I had some overnight guests this weekend. These little boys were about 24 hours old when I got them. You can see in the picture of the brown kitten that he still has his umbilical cord attached. A mother cat left a few kittens in some construction machinery, so one of the construction workers brought them home so he and his wife could raise them. It didn’t take long before they realized that these kittens were way too much work for them to handle (they cried for food every 2 & 1/2 hours, which is more than any other kittens who lived with me needed), so they contacted our rescue group. After the way the Stars turned out, I decided I didn’t want to take kittens that small again. It just takes a lot of resources and the chances of their survival are slim – I’m thinking less than 5%. Fortunately, there was a cat at the shelter who was due to give birth any day now.
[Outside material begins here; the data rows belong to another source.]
Issue #704, opened 2026-09-04
StabVec measurement is O(T^2) for structurally divergent terms, the common case for non-Clifford circuits


ciaranra:
## Summary

`StabVecGeneric` measurement is O(T^2) in the term count whenever the decomposition's terms do not share their CH-form structural matrices, and structure diverges under ordinary non-Clifford circuits. Measurement on those circuits is now roughly three orders of magnitude slower than before the correctness fix.

This is the accepted cost of that fix, not a defect in it. The previous speed came from assuming an invariant the code did not hold, and it produced wrong probabilities. See the discussion in the PR closing #694.

## Measurements

Same circuit on both sides, release build, `debug_assertions` confirmed `false`. The circuit is ordinary Clifford+T: `H` on every qubit, then repeated `RZ(pi/4)`, `H`, `CX`.

| qubits | T gates | terms | before | after |
|---:|---:|---:|---:|---:|
| 8 | 6 | 64 | 7.22 us | 502 us |
| 10 | 8 | 256 | 22.4 us | 10.08 ms |
| 12 | 10 | 1024 | 94.1 us | 137 ms |

Single run per point, no warmup, so the multipliers are indicative rather than tight. The quadratic scaling is the load-bearing observation and it matches an independent measurement taken on deliberately divergent decompositions.

## Why divergence is the common case

Terms acquire independent structural matrices as soon as a non-C-type gate is applied to terms whose gamma values differ, which is what happens the first time an `H` follows an `RZ` decomposition. Nothing subsequently re-homogenizes them. Since decomposing non-Clifford rotations into terms is StabVec's reason to exist, this is the primary workload rather than an edge case.

The shared-structure fast paths still apply where the invariant genuinely holds, and gate application is faster than before the fix, since the C-type path now clones one `Arc` per term instead of five.

## Why the obvious fix does not work

Homogenizing `F`/`G`/`M`/`v`/`s` after projection would restore the linear path, but it is not sound: projection can leave terms representing genuinely different residual stabilizer states, so forcing a shared frame changes the state. This was tested and rejected during the #694 work.

## What would need designing

An exact representation that stays cheap for structurally divergent terms. Possible directions, none evaluated:

- maintain orthogonality incrementally as terms diverge, so a coefficient-only norm stays valid by construction
- cache or incrementally update pairwise overlaps across measurements rather than recomputing them
- re-canonicalize terms into a shared frame where an equivalent shared representation provably exists, falling back to the exact path only when it does not
[...]

Issue #700, opened 2026-09-04
Twelve named Cliffords are not phase-exact on StabVec, and StabVec is absent from the phase-exactness conformance test


ciaranra:
## Summary

Twelve named single-qubit Cliffords are not phase-exact on `StabVecGeneric`, while `CHFormGeneric` and `StateVecSoA` are exact for all 24.

Measured against `Clifford::canonical_1q_matrix()` on the input `H·RZ(0.7)|0>`, StabVec mismatches for:

`H5`, `H6`, `SY`, `SYdg`, `F`, `Fdg`, `F2`, `F2dg`, `F3`, `F3dg`, `F4`, `F4dg`

with errors from 0.42 to 1.88.

## Mechanism

These twelve fall through to the `CliffordGateable` trait's projective default decompositions, which are correct up to a global phase but not phase-exact. That is exactly the state `H3` and `H4` were in before the #694 branch overrode them.

`CHFormGeneric` already overrides every one of these twelve with explicit `mul_phase` corrections (`crates/pecos-simulators/src/stab_vec/ch_form.rs:2136-2174` and `2296-2302`). That is the direct precedent for the fix, in the same crate and the same backend family.

## Why it is worth fixing

StabVec is an amplitude-carrying simulator: `amplitude()` and `state_vector()` are public, so a global phase is observable, and a subcircuit can be controlled after the fact. The phase-fixed conventional matrices are the repo standard following the #601/#642 convention work.

## Structural gap that let it persist

`StabVec` is absent from the phase-exactness conformance test in `crates/pecos-simulators/tests/phase_exact_single_qubit_tests.rs`, which covers the five dense simulators and CHForm. The #694 branch's phase-exact StabVec assertions live in the in-file `#[cfg(test)]` module instead.

Adding StabVec to that conformance test is what would have caught this class, and would also catch the sibling frame-composition issue. That is the more valuable half of this fix: without it the same gap reopens for the next gate added.

## Scope

Pre-existing on `dev`. Found during the adversarial review of the #694 branch.

ciaranra:
Sibling: #699 (frame composition phase error for 13 of 36 ordered gate pairs). Adding StabVec to `phase_exact_single_qubit_tests.rs` is the shared fix that would catch both classes.

ciaranra:
[...]

Issue #699, opened 2026-09-04
StabVec frame composition carries a wrong phase for 13 of 36 ordered gate pairs; h3 compensates for it


ciaranra:
## Summary

`StabVecGeneric`'s Clifford frame composition carries a wrong global phase for every ordered gate pair involving `y`, plus `x` then `z` and `z` then `x`. Measured on a superposed input, 13 of the 36 ordered pairs of StabVec's own overridden single-qubit gates disagree with the dense oracle.

The clearest case: `y(q); y(q)` produces `-I` instead of `I` (max amplitude difference 1.414 against the dense oracle). `sz(q)` then `y(q)` is off by exactly `i`, i.e. two eighth-turns of `frame_phase`.

## Why it matters beyond the phase itself

`StabVec::h3` currently compensates for this defect rather than being independently correct. Its override adds `+1` to `frame_phase`, while the trait documentation prescribes `H3 = exp(-i*pi/4) * Y * SZ` (`crates/pecos-simulators/src/clifford_gateable.rs:476-478`), which is `+7`. `h4` uses `+7` and is correct, because `sz` then `x` composes cleanly and needs no compensation.

So `h3` is right today only by double-correcting: its constant absorbs the `y` frame error. Fixing the cocycle in isolation would silently break `h3`, and only one test guards it. The two must be fixed together, or the coupling must be recorded explicitly.

## Detection

Definite-input tests cannot see this. The probe must use a superposed input and compare full complex amplitudes against the canonical matrix table, not against another PECOS backend.

## Scope

Pre-existing on `dev`. Found during the adversarial review of the #694 branch (`stabvec-two-qubit-root-terms`), which fixes `h3`/`h4` but not the underlying frame composition.

Related: the sibling issue on StabVec's remaining projective named Cliffords, and #694.

ciaranra:
Sibling: #700 (twelve named Cliffords still projective on StabVec). Both were found in the same adversarial review and share the same structural gap -- StabVec is absent from the phase-exactness conformance test. Fixing #699 in isolation will break `h3` on the #694 branch unless `h3`'s constant is corrected to `+7` in the same change.

ciaranra:
Two compensating constants now depend on this defect, and both must be revisited together when the cocycle is fixed:

- `StabVec::h3` adds **+1** frame octant.
[...]

PR #705, opened 2026-09-04
Make StabVec measurement exact for structurally divergent terms

### LINKED ISSUE #694: StabVec two-qubit roots give non-normalized and wrong states with multiple terms or a pending RZ
## Summary

`StabVec`'s two-qubit root gates (`sxx`, `syy`, `szz`) produce wrong states once the coefficient decomposition has several terms, or after a pending non-Clifford RZ. Both are measurement-visible. They are almost certainly related and are filed together.

## Defect 1: non-normalized state at >= 4 terms

```
StabVec::new(2)
h(q0); rz(0.37, q0)
h(q0); rz(0.37, q0)
szz((q0, q1))
```

Result: `||psi|| = 1.1206` where `StateVecSoA` gives `1.0`. Also observed: `sxx` at 8 terms gives `0.9904`, `syy` at 16 terms gives `0.9422`. Norm error grows with term count.

Prime suspect: the Arc-uniformity fast guard in `crates/pecos-simulators/src/stab_vec.rs` (around line 482) compares only `terms[0]` against `terms[1]`, so a decomposition whose terms are not uniform past the first two takes a fast path that does not hold.

## Defect 2: wrong state after a pending non-Clifford RZ

```
StabVec::new(2)
h(q0); rz(0.37, q0)
sxx((q0, q1))
```

Observed: `[0.09197+0.49147i, -0.09197+0.49147i, 0.49147-0.09197i, 0.49147+0.09197i]`

Correct: `[0.41256+0.28249i, 0.28249+0.41256i, 0.41256-0.28249i, 0.28249-0.41256i]`

(derived independently from `SXX = ((1+i)I + (1-i)XX)/2` and confirmed against `StateVecSoA`)

The two states are **not related by any global phase** — this is a wrong state, not a phase convention issue. `h3` and `h4` inherit it.

## Scope

Pre-existing on `dev`; not introduced by any current PR. Found during the adversarial review of #668, by execution against an independently derived reference.

## Suggested approach

Start with the uniformity guard: if it can report "uniform" for a decomposition that is not, both symptoms follow — defect 1 from applying a single scalar where per-term treatment is needed, defect 2 from the pending-RZ term structure violating the same assumption. A regression test should sweep term counts (2, 4, 8, 16) for each of the six two-qubit roots against `StateVecSoA`, asserting both norm and full state, and include the pending-RZ case.

ciaranra:
Closes #694.

## What was wrong

`StabVecGeneric` produced non-normalized states and wrong amplitudes once a decomposition held four or more terms, and a wrong state when a pending RZ was outstanding. Five separate defects were involved, four of which were found while fixing the first.

1. **The C-type fast path replaced every term's structure.** It checked only `F` for pointer equality and then overwrote each term's full structure from term 0. The reported reproductions already diverged in `v`/`s` at term 1 while sharing `F`/`G`/`M`. The path now validates the actual `G`/`M` invariant across every term, preserves each term's own `F`/`G`/`v`/`s`, and falls back per term when validation fails.

2. **CH-form root decompositions carried spurious phases.** `szz`, `szzdg`, `sxx`, and `sxxdg` each applied an extra `mul_phase`. Under the conventional-matrix standard those decompositions are already exact: `CZ · (S ⊗ S)` is `diag(1, i, i, 1)`, and `H·S·H` is the conventional `SX`, so `CX · SX(q) · CX` needs no residual factor. Combined with the fast path applying the phase to term 0 only, the stray factor became a per-term **relative** phase rather than a global one. That is the mechanism behind this issue.

3. **Pending RZ was applied after SXX/SYY instead of before.** Non-commuting pending rotations are now materialized first; SZZ/SZZdg keep their commuting optimization.

4. **H3/H4 needed their own pending-RZ handling** and exact frame-phase corrections.

5. **Forced projection did not zero incompatible terms.** CH-form's `mz_forced` honours a "force only nondeterministic outcomes" contract, which is correct for CH-form standing alone but wrong when StabVec uses it as a per-term projector. A strict `project_z` entry point was added; `mz_forced` and `mz` are unchanged.

## Measurement correctness

An adversarial review then established that the issue's headline symptom was still reachable through the public `mz`, for three further reasons, all pre-existing:

- Renormalization used `sum |c_j|^2` on the assumption that distinct gamma implies orthogonal terms. It does not.
- `merge_identical_terms` merged terms sharing a gamma/omega key without requiring shared structural matrices.
- The `n >= 7` probability path applied term 0's shared constraints to the whole sum without a structure guard, giving silently wrong measurement statistics.

All three are fixed. Norm and `Pr(0)` are now computed from the same pairwise CH-form overlaps, using the precomputed shared-structure path only when pointer equality proves its precondition. Merging requires shared `F`/`G`/`M`/`v`/`s`. Empty post-projection decompositions receive a zero-coefficient sentinel instead of relying on a `debug_assert`, which previously would have panicked in release.

Homogenizing structure after projection was considered and rejected: projection can leave terms representing genuinely different residual stabilizer states, so forcing a shared frame would change the state.

Randomized harness, 3,000 three-qubit circuits and 6,000 forced projections against `StateVecSoA`:

| | before | after |
|---|---:|---:|
| wrong states | 4,166 | 0 |
| non-unit norms | 2,135 | 0 |
| worst norm error | 0.894284 | 8.88e-16 |

## Performance regression

Exact measurement over structurally divergent terms is O(T^2), and structure diverges as soon as an `H` follows an `RZ` decomposition, which is ordinary for non-Clifford work. Measured on the same Clifford+T circuit before and after, release build, `debug_assertions` confirmed off:

| qubits | T gates | terms | before | after |
|---:|---:|---:|---:|---:|
| 8 | 6 | 64 | 7.22 us | 502 us |
| 10 | 8 | 256 | 22.4 us | 10.08 ms |
| 12 | 10 | 1024 | 94.1 us | 137 ms |

The shared-structure fast paths for gates, projection, and probability remain, and gate application is faster than before because the C-type path now clones one Arc per term instead of five. But measurement on divergent structure is substantially slower, and the cost is quadratic.

This is deliberate: the previous speed came from an invariant the code did not hold, and the resulting probabilities were wrong. A representation that is both exact and fast for divergent structure is separate design work, tracked in #704.

## Also in this change

- Dead C-type omega propagation and the representative search were removed; mutation testing showed both were unreachable once the phases were corrected.
- Debug-only contract assertions were added for the `F`/`G`/`v`/`s` invariant the C-type path relies on.
- Redundant outer SYY/SYYdg pending-RZ flushes were removed; `sxx` performs the first non-commuting operation and the required flush.
- CHForm root coverage extended to reversed, distant, and batched pairs.

## Verification

`cargo test -p pecos-simulators` passes in debug and release, including doctests. `cargo clippy -p pecos-simulators --all-targets --all-features -- -D warnings` passes cold. `cargo fmt --all -- --check` passes.

Every guard is mutation-verified: reverting the C-type uniformity check, the merge structure guard, the probability structure guard, coefficient-only normalization, the zero-term sentinel, and each contract assertion independently all produce a failing test.

Two pre-existing defects found during review are filed separately as #699 and #700 and are not addressed here.

### DIFF
--- a/crates/pecos-simulators/src/stab_vec.rs
+++ b/crates/pecos-simulators/src/stab_vec.rs
@@ -172,12 +172,70 @@ impl<S: IndexSet, R: SeedableRng + Rng + Debug + Clone> StabVecGeneric<S, R> {
         }
     }
 
-    /// Merge terms with identical gamma and omega. This is exact (no approximation).
-    /// Terms with the same gamma and omega produce identical amplitudes, so their
-    /// coefficients can be summed. Reduces T without loss of precision.
-    /// Only worth calling when duplicates are likely (e.g., after measurement projection).
+    /// Whether every term shares all CH-form structure that is independent of
+    /// gamma and omega.
+    fn has_shared_projection_structure(&self) -> bool {
+        self.terms.first().is_none_or(|(_, first)| {
+            self.terms[1..]
+                .iter()
+                .all(|(_, ch)| ch.shares_projection_structure(first))
+        })
+    }
+
+    /// Compute the exact norm and Z=0 probability of the represented state.
+    ///
+    /// Both quantities use the same pairwise CH-form overlaps. The shared-
+    /// structure implementation is selected only when pointer equality proves
+    /// its precondition; structurally divergent terms use the general overlap.
+    fn exact_norm_and_prob0(&self, q: usize) -> (f64, f64) {
+        let shared_structure = self.has_shared_projection_structure();
+        let shared_constraints =
+            shared_structure.then(|| self.terms[0].1.precompute_shared_constraints());
+        let omegas: Vec<_> = if shared_structure {
+            self.terms
+                .iter()
+                .map(|(_, ch)| ch.omega_complex())
+                .collect()
+        } else {
+            Vec::new()
+        };
+
+        let mut norm_sq = 0.0;
+        let mut twice_prob0 = 0.0;
+        for (coefficient, ch) in &self.terms {
+            let weight = coefficient.norm_sqr();
+            norm_sq += weight;
+            twice_prob0 += weight * (1.0 + ch.expectation_value_zq(q));
+        }
+        for j in 0..self.terms.len() {
+            for k in (j + 1)..self.terms.len() {
+                let (inner, inner_z) = if let Some(constraints) = &shared_constraints {
+                    self.terms[j].1.inner_product_pair_precomputed(
+                        &self.terms[k].1,
+                        q,
+                        constraints,
+                        omegas[j],
+                        omegas[k],
+                        Some(&self.gamma_diff_qubits),
+                    )
+                } else {
+                    self.terms[j].1.inner_product_pair(&self.terms[k].1, q)
+                };
+                let coefficient_product = self.terms[j].0.conj() * self.terms[k].0;
+                norm_sq += 2.0 * (coefficient_product * inner).re;
+                twice_prob0 += 2.0 * (coefficient_product * (inner + inner_z)).re;
+            }
+        }
+        (norm_sq, 0.5 * twice_prob0)
+    }
+
+    /// Merge shared-structure terms with identical gamma and omega.
+    ///
+    /// The shared F/G/M/v/s precondition makes matching gamma and omega
+    /// sufficient to prove identical amplitudes. Only worth calling when
+    /// duplicates are likely (e.g., after measurement projection).
     fn merge_identical_terms(&mut self) {
-        if self.terms.len() <= 4 {
+        if self.terms.len() <= 4 || !self.has_shared_projection_structure() {
             return;
         }
 
@@ -377,6 +435,15 @@ impl<S: IndexSet, R: SeedableRng + Rng + Debug + Clone> StabVecGeneric<S, R> {
         self.apply_rz_immediate(angle, q);
     }
 
+    /// Materialize a pending RZ together with its current Clifford frame before
+    /// applying a gate that does not commute with Z on this qubit.
+    fn flush_noncommuting_pending_rz(&mut self, q: usize) {
+        if self.pending_rz[q] != Angle64::ZERO {
+            self.flush_cliff_frame(q);
+            self.flush_pending_rz(q);
+        }
+    }
+
     /// Flush the Clifford frame on qubit q by applying its H+S generator sequence.
     fn flush_cliff_frame(&mut self, q: usize) {
         let cf = self.cliff_frame[q];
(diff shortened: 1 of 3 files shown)


ciaranra:
Round 4, after an independent adversarial review of the previous state.

**The measurement no longer recomputes a value it already has.** After projecting onto outcome b, the projected norm is exactly that outcome's probability (for orthogonal projectors, `||P_b psi||^2 = <psi|P_b|psi>`), which `measure_qubit` computes for the outcome decision. Renormalization now reuses `prob0` (or `state_norm_sq - prob0`) instead of paying a second O(T^2) Gram pass.

Implementing it surfaced a subtlety a naive substitution would have got wrong: CHForm returns a *normalized* representative for nondeterministic projection, so the `1/sqrt(2)` was moved into the StabVec coefficient to preserve both the identity and CHForm's normalization invariant.

Public `mz`, release, median of three:

| terms | shared before | shared after | divergent before | divergent after |
|---:|---:|---:|---:|---:|
| 256 | 2.475 ms | 16.8 us | 15.6 ms | 7.31 ms |
| 1024 | 44.6 ms | 69.2 us | 252 ms | 114 ms |
| 4096 | 760 ms | 262 us | 4.06 s | 1.83 s |

Shared structure improves 147x to 2,897x. Divergent structure improves about 2.2x; the remaining cost is the probability Gram pass, which is intrinsic to exactness under divergent structure and is tracked in #704.

**All 24 named single-qubit Cliffords are now phase-exact on StabVec**, and `StabVec` has been added to `crates/pecos-simulators/tests/phase_exact_single_qubit_tests.rs` covering all 24 on both the single-qubit and three-qubit multi-target paths, comparing full complex amplitudes. That test is the structural half of #700 and is what would have caught the remaining defect.

**H6's fix is compensating, not independently correct.** Its default `sx(q).y(q)` composition comes out `-i` times canonical because of the Y-frame cocycle defect in #699, and H6 adds `+2` frame octants to cancel it -- the same shape as H3's existing `+1`. Both are recorded on #699 so a future cocycle fix removes them together; the new conformance test makes that failure loud rather than silent.

The `diff_qubits` contract is now enforced by a debug assertion at the callee boundary, covering every caller, rather than resting on a non-local argument.

Correctness is unchanged: 6,000 forced projections, 0 wrong states, 0 non-unit norms, 0 NaN/inf. Worst norm-squared error moved from 2.220e-15 to 2.649e-13 -- reusing the measured probability inherits that value's error instead of recomputing it. Still far inside tolerance, but it did move.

I cared for them in hopes that they could be added to the litter, but I had to pass these kittens to another foster parent because we had a few unexpected things come up this weekend.
Lani and Kai are still here as well. Lani is getting friendlier by the day, and Kai has learned to at least tolerate us – it’s progress. They are growing like weeds. This is a welcome change from the last kittens. Some of them really held out there.
I started my spinning class this weekend. I am enthralled, to put it mildly. I got to take an Ashford Wheel kind of like this one home. I’ll include a picture tomorrow. I had to cover the thing up because as soon as I got it home, Serra figured she should make friends with it. It isn’t mine, so I have to be extra careful that she doesn’t hurt it. My homework assignment is to practice treadling. We didn’t get to spin this week because the teacher thought that learning to use the treadle and draft yarn was a lot to do all at once. She is ok if we try to spin this week, but she didn’t show us how, exactly.
I learned a lot yesterday. The teacher showed us new tools and the rawest of materials for spinning. She had a fleece that she divided up for us to take home and wash. It’s kind of easy, but I think I felted the grey one a little. I’m not sure how – they were all in at the same time. I should have gotten a picture of them before I washed, but maybe I can get a shot next week at class (I forgot my camera this time- crud).
We all were given a few pieces of skirted (washed) fleece to practice carding and making rolags (pronounced roll-logs). The bright pink stuff at the bottom is something she gave us to blend with the white stuff so we could practice blending. I’ll get some pictures of the process when the fleece I washed at home dries.
I was pretty proficient at carding. I made rolags like they were going out of style – the teacher decided that I needed more fleece to take home so that I wouldn’t get bored before our next class. I truly love this whole process. I think I was born in the wrong era. Oh, well.
I daresay I am a natural with this fiber making jazz. I showed the teacher the ball of yarn I made recently with the drop spindle, and she was genuinely impressed. I like that I have found a hobby that I have some natural talent for. Now I just need to buy a stinking house so I have room for a wheel. Sigh.